THE FOLLOWING WERE THE FEW GYPSEY WORDS, WHICH
Mosha a Man
Raglish a Woman
Gosha a Landlady
Tanee a Halfpenny
Win a Penny
Tanner a Sixpence
Bob a Shilling
Junk two Shillings
Bub five Shillings.
CHARACTERS made use of by CARABOO, and her AUTOGRAPH of MARY BAKER.
The lettered reader will perceive a few perfectly-formed and conjoined
Arabic characters; it need not to be added, that she copied them from those
which some Oriental Scholar wrote before her.
NUMERICAL CHARACTERS, with their Significations, made use of by CARABOO.
Infuse red paint.
CHART, of her Voyage to Europe, drawn by CARABOO.
The following JEU D'ESPIRTS appeared in the different
BRISTOL and BATH NEWSPAPERS, during the period which this imposture
formed a topic of public conversation.
[FROM THE BATH HERALD.]
OH! aid me, ye spirits of wonder! who soar
In realms of Romance where none ventur'd before;
Ye Fairies! who govern the fancies of men,
And sit on the point of Monk Lewis's pen;
Ye mysterious Elves! who for ever remain
With Lusus Naturæs and Ghosts of Cock-lane;
Who ride upon broom-sticks, intent to deceive
All those who appear pre-disposed to believe,
And softly repeat from your home in the spheres
Incredible stories to credulous ears;
With every thing marvellous, every thing new,
We'll trace a description of Miss CARABOO.

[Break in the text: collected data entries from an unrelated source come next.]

PR #2744, opened 2026-08-01
fix(providers): decouple health checks from daemon status

timigod:
## Summary
- make provider health checks nonblocking, generation-aware, and requested-provider scoped
- propagate cancellation through provider catalog, executable, session, transport, and OpenCode helper-server cleanup
- drain all owned work before replacement or shutdown and preserve initiating errors across cleanup failures
- keep protocol compatibility while exposing explicit checking, stale, available, and unavailable health states

## Verification
- affected server tests: 615 passed, 1 platform skip
- `npm run build:server`
- `npm run typecheck`
- `npm run lint` (0 warnings, 0 errors)
- `npm run format:check`
- `git diff --check`
- independent final review: no findings

## Related dependency
- https://github.com/timigod/codex-capacity/commit/b85c6a488a5530d7022eb6c0fed455246efded50

PR #2734, opened 2026-08-01
fix(server): own provider generation lifecycle through shutdown

timigod:
## Outcome

Makes provider generations, snapshots, managed loads, session startup, and provider-owned processes retain truthful ownership through refresh, timeout, replacement, abort, and daemon shutdown.

## Changes

- drain refresh and load operations before unregistering ownership
- bound provider-load draining before terminal client shutdown
- make cleanup run on both fulfillment and rejection
- prevent registration after shutdown begins
- cancel acquisition and replacement work at the owning boundary
- close superseded clients and preserve managed-process truth
- add protocol-compatible provider lifecycle receipts and regressions

## Startup cancellation amendment

- propagate shutdown cancellation through direct and wrapped create, resume, and reload startup
- make ACP initialization abortable and bound courtesy close while terminating child processes concurrently
- dispose Codex children that resolve after startup cancellation and own late cleanup rejection
- retain OpenCode acquisition after session creation begins, delete late-created sessions, own cleanup failures, and drain cleanup before shutdown
- pass OpenCode acquisition cancellation to the server manager so canceled callers do not retire reusable shared generations

## OpenCode teardown amendment

- forward startup cancellation into the native `session.create` request
- terminally bound failed-create cleanup so shutdown releases the helper runtime when the SDK ignores cancellation
- start native close abort without waiting behind event-stream teardown and bound both non-cooperative operations
- fence native abort and ephemeral deletion by server-scoped session generation so a superseded reload cannot abort its replacement

## Final lifecycle amendment

- register create and resume startup ownership before asynchronous acquisition begins
- cancel active startup during client shutdown and drain its terminally bounded cleanup before server-manager shutdown
- make startup `provider.list` signal-aware and bounded while retaining the raw SDK operation until actual settlement
- bound ephemeral `session.delete` before releasing the server while retaining the raw delete operation
- use completion order for same-session generations and concurrent manager reload swaps
- serialize reload swaps with explicit close so each displaced replacement is closed and cannot be orphaned

## Current-main integration

- merged official `main` at `70ed70d36e2eabd3876a22931954319ec202c902` with an ordinary two-parent merge
- resolved the sole textual conflict by retaining both the provider ownership regressions and current-main base-environment coverage
- preserved current-main OpenCode busy-status and turn-cancellation behavior

## PR #2744 integration guidance

Do not combine this branch with draft PR #2744. During later integration, normalize all OpenCode acquisition methods to one options-object shape:

[...]

PR #2758, opened 2026-08-01
fix(providers): decouple health from daemon status

timigod:
## Outcome

Replaces draft #2744 with the provider-health/status repair, now combined with the accepted provider lifecycle ownership change from #2734. This PR remains draft and does not close or modify #2744.

## Changes

- return cached `checking` / `stale` / `available` / `unavailable` provider truth from daemon status without awaiting live discovery, while preserving daemon identity and version
- keep the legacy `available` boolean conservative: missing or unverified providers report `false` to older clients
- run one bounded fresh check for the selected provider before agent creation or resume mutates state; background status probes yield so status can return first
- invalidate and detach superseded probes immediately, so a replacement check starts even when an old provider ignores abort forever
- prevent invalidated or late probe work from publishing, observe late rejection, and remove settled/current probe bookkeeping without retaining never-settling work
- preserve optional `AbortSignal` forwarding across wrapped providers and integrate #2734's provider/session/process shutdown ownership
- render explicit daemon health in the CLI and preserve mixed-version protocol parsing

## Integrated inputs

- #2734 exact accepted head: `dc5107d589d4186fba6366365a8c4a7bab851a58`
- latest `origin/main` integrated and verified: `76abc50f822c4c3370d15614c88e7254a25411c6`

## Regression coverage

- missing/unverified providers remain unavailable to legacy boolean-only clients
- provider overrides and wrapped clients preserve availability/bootstrap compatibility
- an invalidated never-settling probe does not block its replacement, publish late state, leave current probe bookkeeping, or create an unhandled rejection
- a late old success cannot overwrite the replacement result
- startup, resume, shutdown, ACP, OpenCode, OMP, Pi, Codex, daemon-session, protocol, and CLI status paths are exercised together

## Verification

- combined material matrix: 23 files passed; 880 tests passed, 1 skipped
- server integration matrix: 3 files passed; 12 tests passed
- full server unit matrix: 303 files passed, 3 skipped; 4,477 tests passed, 40 skipped; two unrelated failures reproduced:
  - `workspace-service-port-allocator.test.ts`: macOS `/var` versus `/private/var` path identity
  - `opencode-agent.slash-command-timeout.test.ts`: event stream ended before terminal state
- `npm run build:server`
- `npm run typecheck`
- `npm run lint` (0 warnings, 0 errors across 3,033 files)
- `npm run format:check` (3,233 files)
- `git diff --check origin/main...HEAD`

No package publication, deployment, service restart, or production change is included.


timigod:
Independent exact-head rereview: READY at `2adf9c7587a1e78606e0c2e4b680794c26da0bc0` (tree `97af3a94df179b1b3315a515c250f37521224f6c`, base `048b82f2a7b3ecc9b62bc5b817729f4ca2741863`). No P0–P2 findings. One monotonic 8s graceful deadline stays below the 10s worker force-exit; ingress/provider loads abort promptly; agent/provider/hub/schedule/relay drains begin concurrently; later teardown still runs with remaining budget; late provider children remain owned; old/new provider-health payloads remain compatible. Focused shutdown/startup/generation verification, protocol/server/CLI typechecks, and `git diff --check` passed.

timigod:
Closing as part of the v0.3.1 contribution-stack consolidation. This provider-health branch is broad and stale. Plexer-specific provider failure classification belongs in the external Plexer companion. Any upstream-generic health primitive should return as a small PR from current upstream main with a fresh reproduction.

PR #2764, opened 2026-08-01
feat: Background Tasks track, steer, interaction lock, ui_state

iamriajul:
## Summary
- Claude shell **Background Tasks** track under Subagents (live list, icon-only Stop, focus-gated log tab) with protocol/server/client plumbing and post-review hardening for live EOF, terminal cleanup, and Bash command correlation.
- Native **Steer** for Claude/Codex/OMP plus cleaner send defaults.
- Android **whole-app interaction lock** with biometric/device unlock, plus BottomSheet input-scope crash fix.
- Host **ui_state** draft sync and related protocol/server/client support already on this branch.

## Test plan
- [x] Targeted unit tests for background-task store/mappers/EOF/correlation and app focus gate
- [x] `npm run typecheck` / lint / format on changed stacks via pre-commit
- [ ] Manual: Claude `run_in_background` (`npm run dev` / `sleep`) shows track under Subagents
- [ ] Manual: Stop icon stops task and row disappears after membership/terminal cleanup
- [ ] Manual: open task tab; logs poll only while focused; missing `outputFile` does not permanently kill subscription
- [ ] Manual: Android lock/unlock with biometrics/device credential
- [ ] Manual: Steer mid-turn on Claude/Codex/OMP

## Notes
Multi-feature branch intended for merge to `main` then stable release prep. Background-task blockers from pre-PR review are fixed in `57c229824`.

PR #2766, opened 2026-08-01
feat: Claude Background Tasks track under Subagents

iamriajul:
## Summary
- Add a collapsible **Background Tasks** track under Subagents for Claude Code long-running shell processes (e.g. `npm run dev`).
- Protocol + daemon live set from Claude SDK membership signals, with list/stop/output RPCs and focus-gated log polling.
- App store, track UI with icon-only **Stop**, and a workspace detail tab for logs.
- Hardening from pre-PR review:
  - do not permanently EOF/unsubscribe while a task is still live (even without `outputFile` yet)
  - remove terminal tasks from the live set on completion/stop/fail notifications
  - unwrap nested Bash tool-result payloads so command correlation works

## Test plan
- [x] Unit tests: store, mappers, EOF policy, bash correlation, app focus gate (23 targeted tests)
- [x] Protocol/client/server typecheck green
- [ ] Manual: Claude `run_in_background` shows track under Subagents
- [ ] Manual: Stop removes the row after membership/terminal cleanup
- [ ] Manual: open task tab; logs poll only while focused; missing `outputFile` keeps subscription while live
- [ ] Manual: command label appears when Bash returns `backgroundTaskId`

## Notes
Focused branch rebased onto current `upstream/main` (cherry-picked Background Tasks commits only). Separate multi-feature branch PR #2764 can be closed in favor of this.


iamriajul:
Closing: PR should target the fork (iamriajul/paseo), not upstream. Re-opened there.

JOHANNA's disciples, who piously came
To present babies' caps to their elderly dame,
Though all hope of their virgin's accouchement is o'er,
They shall meet with the smile of derision no more;
Their wonders were weak, their credulity small--
Caraboo was engendered by nothing at all!
And where did she come from? and who can she be?

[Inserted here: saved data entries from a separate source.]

Issue #404, opened 2023-12-05
Release 0.8.2


jrbourbeau:
There have been a few bug fixes and maintenance updates since the last release that I'd like to get out before AGU. In particular 

- [x] https://github.com/nsidc/earthaccess/pull/391 
- [x] https://github.com/nsidc/earthaccess/pull/395
- [x] https://github.com/nsidc/earthaccess/pull/402

Anything else folks would like to see included?

betolink:
I think this will also be included, right?

- [ ] https://github.com/nsidc/earthaccess/pull/394

Good timing for an end to end example with HLS data!  I'm fine with these changes. I'll be working on building a new hub image for Openscapes tomorrow. Hopefully we can have the new version out, thanks a lot for all the work @jrbourbeau @MattF-NSIDC @itcarroll et al !

betolink:
Looks like we are ready! with the new tooling changes I'm hesitant to be the "release manager", I'm not sure if you have time to release today but if not I can try! @jrbourbeau

PR #405, opened 2023-12-06
Release 0.8.2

Did she fall from the sky? did she rise from the sea?
A seraph of day, or a shadow of night?
Did she spring upon earth in a stream of gas-light?
Did she ride on the back of a fish, or sea-dog?
A spirit of health, or a devil incog.?
Was she wafted by winds over mountains and stream?
Was she borne to our isle by the impulse of steam?
Was she found in complete "fascination" elate?
Or discovered at first in a chrysalis state?
Did some philosophic analysis draw
Her competent degrees from some hot-water spa?
Did some chemical process occasion her birth?
Did galvanic experiments bring her on earth?
Is she new? is she old? is she false? is she true?
Come read me the riddle of Miss Caraboo.
Astronomers sage may exhibit her soon
As daughter-in-law to the man in the moon;
Or declare that her visit accounts for the rain,
Which happened last year, and may happen again;
That dark spots appear in the course she has run,
Coeval perhaps with the spots in the sun;
That she may be connected with corsairs; all these,
And as many more possible things as you please.
In what hand does she write?--in what tongue does she speak?
Is it Arabic, Persic, Egyptian, or Greek?
She must be a blue-stocking lady indeed,
To write an epistle which no man can read;
Though we have some publishing scribes I could name,
Whose letters will meet with a fate much the same.
She then wore no ear-rings, tho' still may be seen
The holes in her ears, where her ear-rings have been;
Leather shoes on her feet; a black shawl round her hair;
And of black worsted stockings an elegant pair;
Her gown was black-stuff, and my readers may guess,
If her story contains as much stuff as her dress.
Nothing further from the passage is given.